The Alnylam Act Program for AHP Patients [transcript] [audio]
Guest: Dr. Pritesh Gandhi
Presenter: Neal Howard
Guest Bio: Dr. Pritesh Gandhi, PharmD, is Vice President-Medical Affairs at Alnylam Pharmaceuticals, where he leads the execution of key clinical imperatives. Dr. Gandhi joined Alnylam in 2014, coming from Sanofi, where he most recently served as Associate Vice President of Global Medical Affairs. Prior to Sanofi, Dr. Gandhi held leadership positions at Alexion Pharmaceuticals and Millennium Pharmaceuticals (now Takeda Oncology).

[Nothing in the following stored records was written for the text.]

PR #1084, opened 2023-06-26
fix(web): informational text appears for Deadline for close of examin…

richmoh:
…ation

## Describe your changes
Fix for: 

"Informational text appears for Deadline for close of examination (BOAS-787)"

https://pins-ds.atlassian.net/jira/software/projects/BOAS/boards/172?isInsightsOpen=true&selectedIssue=BOAS-871
## Type of change 🧩

- [ ] Documentation update


beejjacobs (approved):

apps/web/src/server/applications/case/examination-timetable/applications-timetable.controller.js
```diff
@@ -54,6 +54,21 @@ export const timetableTemplatesSchema = {
 	}
 };
 
+export const uniqueTimeTableTypes = {
```
lutamKC, line 57: the point of having the templateType field (stuff like "deadline", "no-times", etc) is to avoid hardcoding the examination timetable items in the frontend (stuff like "accompanied blabla", "publication of", etc).

This list you wrote here contains information that should come from the API `GET applications/examination-timetable-type` and ideally the frontend should be able to work with whatever the result of that API is. For example we should be able to handle timetable types being added, removed or renamed.

richmoh: @lutamKC Understood. The problem I found in this case was that there are two timetable types with templateType `deadline` and we don't want to display the message for a "Deadline For Close Of Examination".

image

In this case the only unique identifiers to separate these two are either the `id` or one of the name fields since now we cannot use the `templateType`. I opted for the `id` since it's possible down the line the names could change. 

What would you suggest as alternative solution?

beejjacobs: Do we need the API to specify this somehow? Is it a difference between deadline types? 

We shouldn't rely on IDs being the same. Sorry I hadn't got the context so perhaps shouldn't have reviewed!

lutamKC (approved):

apps/web/src/server/applications/case/examination-timetable/applications-timetable.controller.js
francescobrenci-AR: we can go with @richmoh current solution then - going to resolve this conversation

francescobrenci-AR (approved):

PR #1134, opened 2023-07-05
feat(appeals) documents upload/download

fabfab-kc:
## Describe your changes

Initial implementation of file upload, download and versioning.
Todo: agree a way for the appeals api to list documents in a specific location.

## Type of change 🧩

- [ ] Documentation update


appeals/api/src/server/endpoints/documents/documents.service.js
```diff
@@ -33,12 +52,143 @@ export const getDocumentsForAppeal = async (appealId, sectionName = null) => {
...
+	return document;
+};
+
+/**
+ * @param {DocumentApiRequest} upload
+ * @param {number} appealId
+ * @returns {Promise<{documents: BlobInfo[]}>}}
+ */
+export const addDocumentsToAppeal = async (upload, appealId) => {
+	const appeal = await getAppeal(appealId);
```
shepda, line 71: There is a middleware function that can be added to a route which uses the `appealId` param and checks that the appeal exists and if so then adds the appeal to the request so it can be used later on.

By using this you shouldn't then need to have an additional method to fetch the appeal separately as you'll already have those details available.

appeals/api/src/server/endpoints/documents/documents.service.js
```diff
@@ -33,12 +52,143 @@ export const getDocumentsForAppeal = async (appealId, sectionName = null) => {
...
 };
+
+/**
+ *
+ * @param {number} caseId
+ * @param {string} reference
+ * @param {DocumentMetadata[]} documents
+ * @returns {Promise<Document[]>}
+ */
+const upsertDocumentMetadata = async (caseId, reference, documents) => {
```
shepda, line 154: There are 3 db interactions within this method, would it make the code more reliable if they were placed in a db transaction so that if any fail then no db updates are done and the db isn't left with a partial update?

appeals/api/src/server/endpoints/documents/documents.service.js
```diff
@@ -33,12 +52,143 @@ export const getDocumentsForAppeal = async (appealId, sectionName = null) => {
...
+	const { results } = await PromisePool.withConcurrency(5)
```
shepda, line 155: Would `Promise.all()` suffice here rather than using `PromisePool`?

He received his Doctor of Pharmacy at the Massachusetts College of Pharmacy and Health Sciences and completed a Pharmacy Practice residency at the University of Illinois, Chicago.
Segment Overview: In this health supplier segment Dr. Pritesh Gandhi discusses Alnylam Act, what it is and what it has to offer to those at risk for Acute Hepatic Porphyrias (AHPs). The program was originally for those with hereditary ATTR amyloidoses and has been expanded to include AHPs.
Transcript
Neal Howard: Welcome to the program. I’m your host Neal Howard here on Health Professional Radio for this health supplier segment. AHP are a family of rare genetic diseases that are characterized by potentially life-threatening attacks. Our guest today is Dr. Pritesh Gandhi. He’s Vice President Medical Affairs at Alnylam Pharmaceuticals. He’s joining us today on the program to discuss Alnylam Act, what it is and what it has to offer those at risk for AHP. Welcome to the program Dr. Gandhi.

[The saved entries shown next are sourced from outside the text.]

PR #1163, opened 2023-07-11
feat(web): BOAT-240 national list search

kandcdev:
## Describe your changes
national list search
https://pins-ds.atlassian.net/browse/BOAT-240
## Type of change 🧩

- [ ] Documentation update

### DIFF
--- a/appeals/web/src/server/views/appeals/all-appeals/dashboard.njk
+++ b/appeals/web/src/server/views/appeals/all-appeals/dashboard.njk
@@ -1,14 +1,45 @@
-{% from "govuk/components/pagination/macro.njk" import govukPagination %}
+{%- from "govuk/components/pagination/macro.njk" import govukPagination -%}
+{%- from "govuk/components/input/macro.njk" import govukInput -%}
+{%- from "govuk/components/button/macro.njk" import govukButton -%}
+{%- from "govuk/components/table/macro.njk" import govukTable -%}
+
 {%- extends "app/layouts/app.layout.njk" -%}
 
 {%- from "../components/appeals-table.njk" import appealsTable -%}
 
 {%- set containerSize = 'xl' -%}
-{%- set pageTitle = 'Appeals' -%}
+{%- set pageTitle = 'National List' -%}
 
 {%- block pageContent -%}
 	<span class="govuk-caption-xl">{{userRole}}</span>
-	<h2 class="govuk-heading-l govuk-!-margin-bottom-3">All cases</h2>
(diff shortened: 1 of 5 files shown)


appeals/web/src/server/views/appeals/all-appeals/dashboard.njk
```diff
@@ -1,14 +1,46 @@
...
 	<span class="govuk-caption-xl">{{userRole}}</span>
-	<h2 class="govuk-heading-l govuk-!-margin-bottom-3">All cases</h2>
+	<div>
+		<h3 class="govuk-heading-m govuk-!-margin-bottom-3">Search cases</h3>
+		<div class="govuk-caption-m govuk-!-margin-bottom-3">
+			Enter appeal ID or postcode
+		</div>
+		<div>
+			<form action="" method="GET" novalidate>
+				{{ govukTable({
```
james-hill-kc, line 22: If you're using the table component just to get the inline layout of search field and button that's shown in the design, you may be able to avoid this by using a utility class instead. I haven't used any of the custom styling in the codebase yet, but it looks like there are utility classes for display properties eg. `.display--flex` (in `src/styles/4-generic/_generic.display.scss`). There's no issue with using the table, just better to avoid the extra HTML if possible.

james-hill-kc (commented):
Looks good! Just one comment from me

appeals/web/src/server/views/appeals/all-appeals/dashboard.njk
kandcdev: fair enough, but there is a benefit of using govukTable template:
1. I don't need other styling for alignment and spacing of input field and button.
2. It is better to use govuk templates and not using any custom styling

james-hill-kc: Those are fair points. You could probably use the pre-existing govuk utility classes to get the spacing you need (eg. `govuk-!-margin-right-4` - those are found in `/node_modules/govuk-frontend/govuk/overrides/_spacing.scss`). On the second point, in general I agree we should avoid adding new custom styles if we can avoid it, but considering all the styling you need is pre-existing, you wouldn't be adding any. So in this case I think it's fine.

shepda: I agree with James, ideally it would be better not to use the table for layout and use styling instead

kandcdev: Done. Used Grid system instead

shepda (approved):
LGTM

james-hill-kc (approved):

Dr. Pritesh Gandhi: Thank you Neal.
N: Thanks for taking the time and I’m glad that you could join us today. First, give our listeners just a bit of background about yourself.

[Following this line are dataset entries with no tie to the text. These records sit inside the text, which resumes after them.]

PR #1170, opened 2023-07-12
feat(appeals): adding doc services on web

fabfab-kc:
Introducing a document service in WEB, to validate documents and version uploads. Refactoring and improvements.

https://pins-ds.atlassian.net/browse/BOAT-294

## Type of change 🧩

- [ ] Documentation update


appeals/api/src/server/endpoints/documents/documents.middleware.js
```diff
@@ -1,20 +1,33 @@
...
+
+/**
+ * @type {import("express").RequestHandler}
+ * @returns {Promise<object | void>}
+ */
+export const ensureCaseFolders = async (req, res, next) => {
+	const { appeal } = req;
+	if (!appeal || !appeal.id || !appeal.reference) {
+		return res.status(404).send({ errors: { appealId: ERROR_NOT_FOUND } });
+	}
```
shepda, line 29: The `checkAppealExistsAndAddToRequest` method will check if the appeal exists for the given `appealId` and return an error if not so it shouldn't be necessary to add an additional check here.

fabfab-kc: Yeah, I'll remove though needed to make sure the appeal.reference is there. I suppose it will always be...

shepda: Yes I think there should always be a reference.

However if we do need a specific check for the reference then perhaps we could add it to the generic function so it would then also check other requests.

shepda (approved):
LGTM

G: I’m Pritesh Gandhi. I’m the Global President of Medical Affairs at Alnylam. I’ve been with the company for about 4 years and it’s a pleasure to be on this interview with you today.
N: Alnylam Act, we’re going to jump right in to this brand-new expansion. But first, tell us what AHPs are, this family of rare genetic diseases.
G: Sure Neal. AHP is in essence an Acute Hepatic Porphyria. It’s a rare disease that is characterized by a heme biosynthesis pathway defect. What it results then is an accumulation of toxic metabolite. This toxic metabolite when they accumulate when there’s an attack with porphyria. The symptoms are excruciating. They’re acute as well as chronic in nature and patients do really have a major impact in terms of their quality of life.
N: Is this a genetic disorder or just something that can be contracted by anyone?
G: That’s a good question Neal. It is a genetic disorder. The disorder is referred to as a disorder that is genetically passed on from a parent and even though you may be carrying the gene, you could be a gene carrier you may not necessarily have the symptoms or you could be a carrier and certain percentage of your patients they will actually exhibit symptoms if they carry the gene.
N: Alnylam Act, what is Alnylam Act and how does it benefit patients who are at risk for AHP?
G: Sure Neal. Alnylam Act is a third party genetic testing and counseling program that is offered free of charge. It is a program that we are partnered with, with a laboratory called Invitae. With most rare diseases Neal, what we see is that there’s a delay in diagnosis. That delay in diagnosis is predominantly because clinicians may not think about the disease and it’s rarely diagnosed. We want to try and do it here to enable an earlier diagnosis through this free third party genetic testing and counseling program referred to as Alnylam Act.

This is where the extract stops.